Provided material »
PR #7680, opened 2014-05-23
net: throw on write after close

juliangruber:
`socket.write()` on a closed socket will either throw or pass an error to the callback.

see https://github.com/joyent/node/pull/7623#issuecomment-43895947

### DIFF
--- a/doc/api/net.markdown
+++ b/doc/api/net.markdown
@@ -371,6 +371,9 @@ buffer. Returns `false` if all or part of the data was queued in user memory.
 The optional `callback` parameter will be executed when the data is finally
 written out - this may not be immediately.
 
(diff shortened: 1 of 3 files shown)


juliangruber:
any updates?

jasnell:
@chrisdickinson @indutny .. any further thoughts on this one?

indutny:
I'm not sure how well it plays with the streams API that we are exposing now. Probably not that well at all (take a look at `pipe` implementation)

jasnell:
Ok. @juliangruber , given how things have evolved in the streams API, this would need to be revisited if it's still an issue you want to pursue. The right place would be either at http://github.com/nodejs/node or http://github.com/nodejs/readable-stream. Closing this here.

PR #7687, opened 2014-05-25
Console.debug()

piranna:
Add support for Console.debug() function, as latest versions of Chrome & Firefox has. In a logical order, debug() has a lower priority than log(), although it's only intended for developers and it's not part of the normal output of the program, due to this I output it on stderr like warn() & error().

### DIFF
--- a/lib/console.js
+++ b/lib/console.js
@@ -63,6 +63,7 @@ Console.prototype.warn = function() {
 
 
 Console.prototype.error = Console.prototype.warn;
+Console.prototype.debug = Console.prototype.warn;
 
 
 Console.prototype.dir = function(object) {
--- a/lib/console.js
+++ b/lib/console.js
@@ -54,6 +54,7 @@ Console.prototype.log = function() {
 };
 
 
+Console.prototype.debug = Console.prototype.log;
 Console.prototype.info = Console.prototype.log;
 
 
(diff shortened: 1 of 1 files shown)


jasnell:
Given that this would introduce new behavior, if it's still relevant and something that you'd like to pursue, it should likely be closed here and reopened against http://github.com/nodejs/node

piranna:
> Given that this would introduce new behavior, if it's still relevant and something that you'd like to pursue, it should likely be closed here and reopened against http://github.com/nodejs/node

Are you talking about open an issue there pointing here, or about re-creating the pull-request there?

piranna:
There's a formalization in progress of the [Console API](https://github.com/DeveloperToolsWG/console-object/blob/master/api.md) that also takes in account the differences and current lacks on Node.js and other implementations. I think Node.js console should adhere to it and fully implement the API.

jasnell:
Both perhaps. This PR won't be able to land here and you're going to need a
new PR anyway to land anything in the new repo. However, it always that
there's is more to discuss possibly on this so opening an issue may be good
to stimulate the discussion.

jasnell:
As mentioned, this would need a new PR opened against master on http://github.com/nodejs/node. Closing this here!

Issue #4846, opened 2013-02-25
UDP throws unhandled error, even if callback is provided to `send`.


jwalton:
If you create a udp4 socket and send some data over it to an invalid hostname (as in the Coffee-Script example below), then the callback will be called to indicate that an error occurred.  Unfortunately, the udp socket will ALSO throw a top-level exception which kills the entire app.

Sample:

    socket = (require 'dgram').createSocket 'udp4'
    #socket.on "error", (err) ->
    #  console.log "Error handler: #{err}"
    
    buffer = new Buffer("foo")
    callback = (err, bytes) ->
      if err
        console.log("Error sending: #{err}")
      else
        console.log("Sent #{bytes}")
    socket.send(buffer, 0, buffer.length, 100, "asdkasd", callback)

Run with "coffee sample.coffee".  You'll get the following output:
...
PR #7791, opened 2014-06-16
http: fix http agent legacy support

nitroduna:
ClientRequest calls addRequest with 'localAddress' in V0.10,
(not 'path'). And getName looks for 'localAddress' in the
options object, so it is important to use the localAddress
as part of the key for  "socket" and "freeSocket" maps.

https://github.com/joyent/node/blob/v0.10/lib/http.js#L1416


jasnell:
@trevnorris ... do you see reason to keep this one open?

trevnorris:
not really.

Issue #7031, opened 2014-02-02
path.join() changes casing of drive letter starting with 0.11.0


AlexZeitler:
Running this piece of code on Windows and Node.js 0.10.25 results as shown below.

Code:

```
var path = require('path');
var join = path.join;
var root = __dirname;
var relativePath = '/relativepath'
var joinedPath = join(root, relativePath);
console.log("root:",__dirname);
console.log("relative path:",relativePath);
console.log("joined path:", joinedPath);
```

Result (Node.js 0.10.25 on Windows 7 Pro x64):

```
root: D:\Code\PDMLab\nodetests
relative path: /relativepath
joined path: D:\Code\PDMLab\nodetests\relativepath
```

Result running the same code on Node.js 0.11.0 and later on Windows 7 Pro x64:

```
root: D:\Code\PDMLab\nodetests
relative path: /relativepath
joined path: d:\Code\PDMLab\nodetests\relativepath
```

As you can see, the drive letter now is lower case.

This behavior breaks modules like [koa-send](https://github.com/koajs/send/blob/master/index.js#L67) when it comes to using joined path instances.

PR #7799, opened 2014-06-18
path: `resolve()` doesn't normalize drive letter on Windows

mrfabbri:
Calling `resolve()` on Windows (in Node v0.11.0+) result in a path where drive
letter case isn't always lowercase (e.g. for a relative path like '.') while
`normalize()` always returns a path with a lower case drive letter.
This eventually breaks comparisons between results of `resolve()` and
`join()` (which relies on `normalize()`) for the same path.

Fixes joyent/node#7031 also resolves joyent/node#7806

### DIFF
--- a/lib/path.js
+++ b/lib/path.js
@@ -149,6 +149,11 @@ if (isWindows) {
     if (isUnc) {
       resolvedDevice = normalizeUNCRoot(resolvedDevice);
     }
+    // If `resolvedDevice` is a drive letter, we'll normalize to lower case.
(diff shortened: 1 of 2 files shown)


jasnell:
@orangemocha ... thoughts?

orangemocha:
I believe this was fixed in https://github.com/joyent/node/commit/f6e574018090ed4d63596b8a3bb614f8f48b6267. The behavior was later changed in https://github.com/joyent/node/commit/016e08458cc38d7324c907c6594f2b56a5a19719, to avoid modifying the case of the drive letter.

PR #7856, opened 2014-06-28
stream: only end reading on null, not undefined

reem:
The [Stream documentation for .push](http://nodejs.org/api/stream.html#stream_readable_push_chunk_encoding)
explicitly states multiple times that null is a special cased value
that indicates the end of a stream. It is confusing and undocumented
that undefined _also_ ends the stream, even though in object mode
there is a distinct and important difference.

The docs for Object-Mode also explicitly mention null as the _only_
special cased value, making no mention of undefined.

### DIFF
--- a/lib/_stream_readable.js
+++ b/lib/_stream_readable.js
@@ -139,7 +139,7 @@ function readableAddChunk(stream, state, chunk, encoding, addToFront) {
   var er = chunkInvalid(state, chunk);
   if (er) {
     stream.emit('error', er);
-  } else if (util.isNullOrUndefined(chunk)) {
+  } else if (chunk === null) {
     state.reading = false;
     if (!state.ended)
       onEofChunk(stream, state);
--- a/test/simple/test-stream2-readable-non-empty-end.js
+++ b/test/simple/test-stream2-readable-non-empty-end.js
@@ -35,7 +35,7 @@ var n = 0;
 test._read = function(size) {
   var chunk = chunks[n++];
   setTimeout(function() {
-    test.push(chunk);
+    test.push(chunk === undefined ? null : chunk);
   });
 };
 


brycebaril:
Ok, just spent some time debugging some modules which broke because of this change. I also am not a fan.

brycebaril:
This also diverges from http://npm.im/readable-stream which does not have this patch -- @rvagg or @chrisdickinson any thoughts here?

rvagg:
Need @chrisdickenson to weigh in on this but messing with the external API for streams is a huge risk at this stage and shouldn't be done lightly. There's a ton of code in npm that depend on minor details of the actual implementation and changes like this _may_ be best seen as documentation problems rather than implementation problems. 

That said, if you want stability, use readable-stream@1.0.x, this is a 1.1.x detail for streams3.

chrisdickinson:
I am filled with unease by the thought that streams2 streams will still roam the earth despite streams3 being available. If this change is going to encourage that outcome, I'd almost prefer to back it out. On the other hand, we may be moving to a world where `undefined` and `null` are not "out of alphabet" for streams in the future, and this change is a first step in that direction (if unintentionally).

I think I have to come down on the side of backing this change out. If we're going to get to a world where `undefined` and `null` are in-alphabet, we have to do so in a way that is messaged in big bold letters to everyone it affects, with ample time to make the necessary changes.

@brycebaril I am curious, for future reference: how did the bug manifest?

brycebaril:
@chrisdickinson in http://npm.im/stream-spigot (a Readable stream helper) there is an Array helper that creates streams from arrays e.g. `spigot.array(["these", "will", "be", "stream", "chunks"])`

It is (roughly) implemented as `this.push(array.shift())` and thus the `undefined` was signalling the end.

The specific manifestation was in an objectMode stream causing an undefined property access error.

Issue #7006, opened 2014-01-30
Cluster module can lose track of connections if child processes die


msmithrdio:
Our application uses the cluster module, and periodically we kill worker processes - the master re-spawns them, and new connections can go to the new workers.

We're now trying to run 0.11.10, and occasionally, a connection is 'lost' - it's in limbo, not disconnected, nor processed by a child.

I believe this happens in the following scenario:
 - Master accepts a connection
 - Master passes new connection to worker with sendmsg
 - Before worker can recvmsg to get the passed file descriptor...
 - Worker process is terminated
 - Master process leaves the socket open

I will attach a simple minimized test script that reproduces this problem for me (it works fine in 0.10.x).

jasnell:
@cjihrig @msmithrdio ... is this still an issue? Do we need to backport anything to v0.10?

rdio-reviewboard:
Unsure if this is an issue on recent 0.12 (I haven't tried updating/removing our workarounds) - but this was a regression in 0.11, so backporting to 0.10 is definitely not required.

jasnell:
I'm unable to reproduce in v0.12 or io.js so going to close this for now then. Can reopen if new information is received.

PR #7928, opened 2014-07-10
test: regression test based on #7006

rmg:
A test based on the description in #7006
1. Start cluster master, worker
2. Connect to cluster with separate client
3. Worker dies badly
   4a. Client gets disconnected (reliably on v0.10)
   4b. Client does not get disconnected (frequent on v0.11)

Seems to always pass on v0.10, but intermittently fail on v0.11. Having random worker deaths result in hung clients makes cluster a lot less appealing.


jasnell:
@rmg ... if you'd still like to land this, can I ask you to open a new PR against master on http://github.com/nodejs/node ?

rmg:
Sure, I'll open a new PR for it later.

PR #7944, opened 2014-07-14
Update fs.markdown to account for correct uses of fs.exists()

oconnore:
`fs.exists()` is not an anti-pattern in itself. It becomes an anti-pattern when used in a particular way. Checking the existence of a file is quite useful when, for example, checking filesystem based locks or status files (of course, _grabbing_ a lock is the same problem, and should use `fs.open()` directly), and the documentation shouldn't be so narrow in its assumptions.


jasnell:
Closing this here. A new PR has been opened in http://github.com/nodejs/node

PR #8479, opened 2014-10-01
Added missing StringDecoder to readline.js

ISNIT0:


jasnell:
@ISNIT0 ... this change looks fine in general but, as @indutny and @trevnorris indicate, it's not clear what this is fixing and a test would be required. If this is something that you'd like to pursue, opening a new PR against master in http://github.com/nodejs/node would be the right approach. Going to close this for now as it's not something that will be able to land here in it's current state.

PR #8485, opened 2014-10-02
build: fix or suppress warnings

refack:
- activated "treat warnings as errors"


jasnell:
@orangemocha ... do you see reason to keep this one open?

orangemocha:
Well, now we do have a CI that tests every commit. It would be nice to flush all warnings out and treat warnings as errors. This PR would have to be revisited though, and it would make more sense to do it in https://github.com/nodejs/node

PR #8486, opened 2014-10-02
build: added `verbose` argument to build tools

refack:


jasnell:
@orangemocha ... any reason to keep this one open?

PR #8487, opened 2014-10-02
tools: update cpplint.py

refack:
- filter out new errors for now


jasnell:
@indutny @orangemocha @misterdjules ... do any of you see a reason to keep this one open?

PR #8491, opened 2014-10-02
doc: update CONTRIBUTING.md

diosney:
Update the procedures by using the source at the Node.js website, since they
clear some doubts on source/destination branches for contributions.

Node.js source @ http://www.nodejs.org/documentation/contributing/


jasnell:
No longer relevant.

What is expected »
Reproduce verbatim the lines above, from the line with "buffer = new" through the line with "You'll get the".

Response »
    buffer = new Buffer("foo")
    callback = (err, bytes) ->
      if err
        console.log("Error sending: #{err}")
      else
        console.log("Sent #{bytes}")
    socket.send(buffer, 0, buffer.length, 100, "asdkasd", callback)

Run with "coffee sample.coffee".  You'll get the following output:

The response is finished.